Con el espectáculo que se montó para trasladar a la cárcel de Najayo a los imputados en la Operación anti-Pulpo a quienes se impuso prisión como medida de coerción parece que además de estigmatizarlos como símbolos de la corrupción se quería enviar algún mensaje a un sector en particular.
Nunca se había visto en que para un procedimiento tan rutinario como el traslado de reclusos desde el Palacio de Justicia de Ciudad Nueva se organizaran caravanas con tan estrictas medidas de seguridad ni tampoco tanta fanfarria. Ninguno de los imputados pensaría en escapar, pero tampoco serían esperados por algún comando para liberarlos.
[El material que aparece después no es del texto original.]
PR #1202, opened 2019-01-02
PLAT-792 | Upgrade dependencies

rogatty:
- Upgrade laravel-mix explicitly and babel implicitly.
- Remove obsolete webpack config and build utils.
- Remove `lang="html"` from Vue templates, see https://github.com/vuejs/vue-loader/issues/1443.
- Use static `import` instead of `require()` wherever possible (https://laravel-mix.com/docs/4.0/upgrade#importing-es-modules). In some places we left `require()` because these places would need a dynamic `import()` which turned out problematic. After enabling dynamic `import()` (https://github.com/bethinkpl/wnl-platform/pull/1202/commits/054bd0ea0b06433558231a2c6e08b51a344d3ed3) the content of a compiled `app.css` was `/* (ignored) */` instead of the actual CSS. If we ever want to get rid of `require()`, we need to fix this issue first.
- Import slideshow styles using JS instead of regular CSS files. In https://github.com/JeffreyWay/laravel-mix/pull/1743 laravel-mix was changed to use `style-loader` when HMR is active. Because of that, `slideshow.css` was loaded in the main app, instead of only in the slideshow iframe. We could either fix the styles to be non-conflicting or load them using `import` in JS. The latter was much cheaper and consistent with how we load the Vue styles.
- Use laravel-mix fork, PR to the upstream pending: https://github.com/JeffreyWay/laravel-mix/pull/1919
- Hide `notSupportedBrowserModal` before JS is loaded. It was originally hidden by Bulma styles which are now loaded with JS.
- Use Chrome headless instead of PhantomJS in JS tests.
- Manually copy `resources/assets/images/emoji.png` from `public/` so it's accessible from `resources/vendor/emoji/emoji.scss`.

TODO:
- [x] Fix 404 for fonts http://platform.local/fonts/H2DMvhDLycM56KNuAtbJYA.woff2?b68c39cb688a8efff6f1c19f55313dd2 and http://platform.local/fonts/UyBMtLsHKBKXelqf4x7VRQ.woff2?33f84b19c6dad2fa605bfea63564b5cb
- [x] Migrate from require to imports https://webpack.js.org/migrate/4/#import-and-commonjs (example: https://github.com/bethinkpl/wnl-platform/blob/90f1545c01e004ea2acec7b48f0b5cb57f4e3b23/resources/assets/js/router.js#L17)
- [x] Fix admin app
- [x] Fix datepicker: https://github.com/bethinkpl/wnl-platform/blob/90f1545c01e004ea2acec7b48f0b5cb57f4e3b23/resources/assets/js/components/global/form/Datepicker.vue#L90
- [x] Fix `.slideshow-annotations` div positioning (similar problem with bookmark)
- [x] Fix js unit tests
- [x] Fix styles for search in admin panel lists


resources/assets/js/plugins/axios.js
```diff
@@ -8,7 +9,7 @@ export default (Vue, {store, router}) => {
 	 * included with Laravel will automatically verify the header's value.
 	 */
 
-	window.axios = require('axios');
+	window.axios = axios;
```
bognix: _note_: check if comments are not added/displayed twice when adding one below slide.

webpack.mix.js
```diff
@@ -7,31 +7,111 @@ const {mix} = require('laravel-mix');
...
 
 if (mix.config.inProduction) {
-	mix.version()
+	mix.version();
 }
 
 if (process.env.SYNC === 'on') {
 	mix.browserSync('platforma.wnl');
 }
+
```
bognix: the if above is not needed as well I think. We no longer have 'platfroma.wnl' URL on dev.

resources/assets/js/plugins/axios.js
rogatty: They're not.

kvas-damian:
`resources/assets/images/emoji.png` Do we have this file in places now?

kvas-damian:
`app.scss` isn't loaded when running `yarn run dev`.

resources/assets/sass/app.scss
```diff
@@ -14,6 +14,7 @@
 @import "./views/login";
 
 // Fonts
+$fa-font-path: "../../../node_modules/font-awesome/fonts";
```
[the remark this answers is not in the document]
bognix: This is required by bulma.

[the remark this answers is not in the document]
rogatty: Yup.

PR #1208, opened 2019-01-04
PLAT-865 | detach Qna from tags

bognix:


app/Console/Commands/MigrateQna.php
```diff
@@ -0,0 +1,111 @@
...
+	public function handle()
+	{
+		$qnaQuestions = QnaQuestion::get();
+
+		$bar = $this->output->createProgressBar($qnaQuestions->count());
+		$bar->start();
+
+		foreach ($qnaQuestions as $qnaQuestion) {
+			$bar->advance();
+			$qnaQuestion = QnaQuestion::find($qnaQuestion->id);
```
bognix: this one I don't like - but I have to refresh the model because the discussion could already be added.

app/Providers/DiscussableServiceProvider.php
```diff
@@ -0,0 +1,18 @@
...
+
+namespace App\Providers;
+
+use Illuminate\Database\Schema\Blueprint;
+use Illuminate\Support\ServiceProvider;
+
+class DiscussableServiceProvider extends ServiceProvider {
+	public function register() {
+		Blueprint::macro('discussable', function() {
+			$this->tinyInteger('discussable')->default(0);
```
kvas-damian: maybe `is_discussable`

app/Console/Commands/MigrateQna.php
```diff
@@ -0,0 +1,107 @@
...
+			$matchingQnaQuestions = $qnaQuestionsQuery->get();
+
+			$screensQuery = Screen::select();
+			foreach ($tags as $tagId) {
+				$screensQuery->whereHas('tags', function ($query) use ($tagId) {
+					$query->where('tags.id', $tagId);
+				});
+			}
+			$name = '';
+			$matchingDiscussable = $screensQuery->first();
```
rogatty: Is it possible that `$screensQuery` returns more than one row? If so, should we at least log it?

rogatty: Is it possible that `$screensQuery` returns more than one row? If so, should we at least log it?

app/Console/Commands/MigrateQna.php
```diff
@@ -0,0 +1,107 @@
...
+				foreach ($tags as $tagId) {
+					$pagesQuery->whereHas('tags', function ($query) use ($tagId) {
+						$query->where('tags.id', $tagId);
+					});
+				}
+
+				$matchingDiscussable = $pagesQuery->first();
+
+				if (empty($matchingDiscussable)) {
+					continue;
```
rogatty: How about logging and then cleaning up the QnAs which aren't displayed anywhere?

app/Console/Commands/MigrateQna.php
```diff
@@ -0,0 +1,107 @@
...
+				} else {
+					$name = "{$matchingDiscussable->slug}";
+				}
+			} else {
+				// qna questions have matching screen
+				$name = "{$matchingDiscussable->lesson->name} - {$matchingDiscussable->name}";
```
rogatty: This will be out of date after lesson / screen name change. Do we plan to keep them in sync?

app/Console/Commands/MigrateQna.php
```diff
@@ -0,0 +1,107 @@
...
+			$qnaQuestion = QnaQuestion::find($qnaQuestion->id);
+
+			if (!empty($qnaQuestion->discussion_id)) {
+				// if question is already attached to discussion, skip it
+				continue;
+			}
+
+			$tags = $qnaQuestion->tags->pluck('id');
+			if ($tags->count() === 0) {
+				$this->output->warning("Qna Question without tags: {$qnaQuestion->id}");
```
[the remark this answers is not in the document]
bognix: yes we do... I removed them after all but as part as the second subtask in this story (the frontend work)

app/Console/Commands/MigrateQna.php
bognix: no, I double checked with production dump. Creating logic for handling case for more than one matching discussable was redundant given it's a "one time" script

app/Console/Commands/MigrateQna.php
bognix: it's going to happen as part as the second subtask. I already put the query that we should run after making the data migration and before releasing the second subtask (it's in PLAT-873)

app/Console/Commands/MigrateQna.php
bognix: no, it's just for the purpose of the migration. In the future when screen is created admin can choose whether this screen is discussable or not. If it's discussable then the name can be provided.

Right now I wanted to add some descriptive names that if for some reason we loose the connection between the screen and discussion we can deduct where the discussion should be attached based on this name.

resources/assets/js/components/qna/NewQuestionForm.vue
```diff
@@ -61,15 +61,25 @@ export default {
...
 	},
-	props: ['tags'],
+	props: {
+		tags: {
+			type: Array,
+			default: []
+		},
+		discussionId: {
+			type: Number,
+			default: 0
```
kvas-damian: Is it really ok if we pass 0 to backend? I think it should be required.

El ruido era completamente innecesario contra procesados, a quienes, al margen de los delitos que se les atribuyen, no se les reconoció siquiera la presunción de inocencia.
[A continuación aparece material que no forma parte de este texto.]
PR #1212, opened 2019-01-09
Give queue worker containers explicit names

gitkuba:


kvas-damian:
Can you give us some background behind these changes?

gitkuba:
@kvas-damian Names of containers with job queues are confusing and you have to look into `docker-compose.yml' to tell which is the one you're interested in. So i've changed container names, so i could more easily check out the logs or restart the desired queue.

PR #1215, opened 2019-01-10
PLAT-867 | TaxonomyTerms structure

kvas-damian:
* using https://github.com/lazychaser/laravel-nestedset for tree storage and manipulations


app/Http/Controllers/Api/PrivateApi/TaxonomyTermsApiController.php
```diff
@@ -0,0 +1,16 @@
...
+use Illuminate\Http\Request;
+
+class TaxonomyTermsApiController extends ApiController {
+	public function __construct(Request $request) {
+		parent::__construct($request);
+		$this->resourceName = config('papi.resources.taxonomy-terms');
+	}
+
+	public function getByTaxonomy($taxonomyId) {
+		return $this->transformAndRespond(TaxonomyTerm::where('taxonomy_id', $taxonomyId)->get()->toFlatTree());
```
kvas-damian: Currently, I return a flatTree (collection with `parentId` attribute) to the frontend and build the tree there. This allows us to use standard Fractal transformers and includes.
The alternative solution is to return a nested structure, which makes frontend easier, although I didn't manage to make Fractal work with nested resources correctly (there is a problem with collecting includes from all levels). Another solution would be to use a custom structure that bypasses Fractal Transformers, although at this moment I was afraid of making this endpoint exceptional.

What are your thoughts? Do you see any alternatives? Maybe you have some suggestions?

resources/assets/js/admin/components/taxonomies/TaxonomyTermItem.vue
```diff
@@ -0,0 +1,41 @@
+<template>
+	<li>
+		{{ term.id }}. {{included.tags[term.tags[0]].name}}
+		<ul v-if="childTerms.length">
+			<wnl-taxonomy-term-item
+				v-for="childTerm in childTerms"
+				:key="childTerm.id"
+				:term="childTerm"
+				:included="included"
+				:terms="terms"
```
rogatty: Consider using `left` and `right` to minimize the list size that we pass here.

kvas-damian: We agreed offline that we'd like to apply performance optimizations after we migrate to vuex

rogatty: Let's re-evaluate when we have the state in Vuex.

PR #1225, opened 2019-01-14
log to Sentry when X-Socket-ID header is not send to backend

bognix:


app/Events/Event.php
```diff
@@ -25,6 +25,11 @@ public function __construct()
 	{
 		$this->referer = Request::header('X-BETHINK-LOCATION');
 		$this->id = Uuid::uuid4()->toString();
+
+		if (!Request::header('X-Socket-ID')) {
+			$sentryClient = new \Raven_Client(env('SENTRY_DSN'));
+			$sentryClient->captureException(new \Exception('X-Socket-ID header missing'));
```
gitkuba: Please make it on prod only or use `Log::error()` instead of directly sending to sentry.

bognix: Make sense, we don't send any additional context so Log::error should be sufficient.

PR #1227, opened 2019-01-15
[PLAT-891] Test user

gitkuba:


app/Console/Commands/UserClone.php
```diff
@@ -0,0 +1,152 @@
...
+			die;
+		}
+
+		$this->copyRedisData($redis, $targetUser, $sourceUser, $courseId);
+
+		foreach (self::$TABLES as $table) {
+			$this->copyTable($table, $sourceUser, $targetUser);
+		}
+
+		$targetUser->subscription()->update(['access_end' => Carbon::now()->addYears(15)]);
```
bognix: can we determine the access end date based on the presence of test role?

I think we agreed that any modifications to access should be handled by role

bognix: @kvas-damian I wonder what is your opinion :)

app/Console/Commands/UserClone.php
```diff
@@ -0,0 +1,152 @@
...
+		'exams_results',
+		'reactables',
+		'role_user',
+		'user_quiz_results',
+		'user_settings',
+		'users_plan_progress',
+		'users_plans',
+		'user_course_progress',
+		'user_lesson',
+		'user_subscription',
```
bognix: shouldn't we copy orders, instalments (if present) as well?

docker-compose.yaml
```diff
@@ -17,13 +17,15 @@ services:
 
   redis:
     container_name: redis
-    image: redis:4.0.9-alpine
+    image: redis:5.0.3-alpine
```
bognix: what redis version we use on production?

app/Console/Commands/UserClone.php
```diff
@@ -0,0 +1,152 @@
...
+			$insert = $results->map(function ($row) use ($targetUser) {
+				$row->user_id = $targetUser->id;
+				unset($row->id);
+				return (array)$row;
+			})->toArray();
+
+			foreach ($insert as $item) {
+				try {
+					\DB::table($table)->insert($item);
+				} catch (\Illuminate\Database\QueryException $e) {
```
bognix: This thing can only happen if we copy data to existing user, not creating new one?

app/Console/Commands/UserClone.php
```diff
@@ -0,0 +1,152 @@
...
+	private function copyTable($table, $sourceUser, $targetUser)
+	{
+		\DB::beginTransaction();
+
+		try {
+			$results = \DB::table($table)->where('user_id', $sourceUser->id)->get();
+			$insert = $results->map(function ($row) use ($targetUser) {
+				$row->user_id = $targetUser->id;
+				unset($row->id);
+				return (array)$row;
```
bognix: according to the docs, `toArray` converts nested object to array as well (https://laravel.com/docs/5.7/collections#method-toarray) - there is no need to cast it to array here.

docker-compose.yaml
gitkuba: 5.0.3

app/Console/Commands/UserClone.php
gitkuba: Yup, but command actually allows You to copy data to an existing user. I thought it'd be a nice feature :)

app/Console/Commands/UserClone.php
gitkuba: Unluckily it didn't work for me 🤷‍♂️

app/Console/Commands/UserClone.php
bognix: Ok, then lesson planner won't fully work on this person. Wasn't the goal to have a user with fully functional platform?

El mismo proceso en que se le impuso prisión como medida de coerción asumió en ocasiones una confrontación que lucía más personal que jurídica.
Las formas tendrán que guardarse y los procedimientos respetarse tanto para garantizar derechos como para evitar que las víctimas puedan convertirse en mártires. Si estigmatizar a los imputados no ha sido la intención, entonces algo falló porque es lo que se ha notado con el maratónico proceso para llevarlos a la cárcel de Najayo.
El Ministerio Público tendrá que tomar nota de un procedimiento que dista mucho del interés de justicia o establecer verdaderas responsabilidades sobre la corrupción.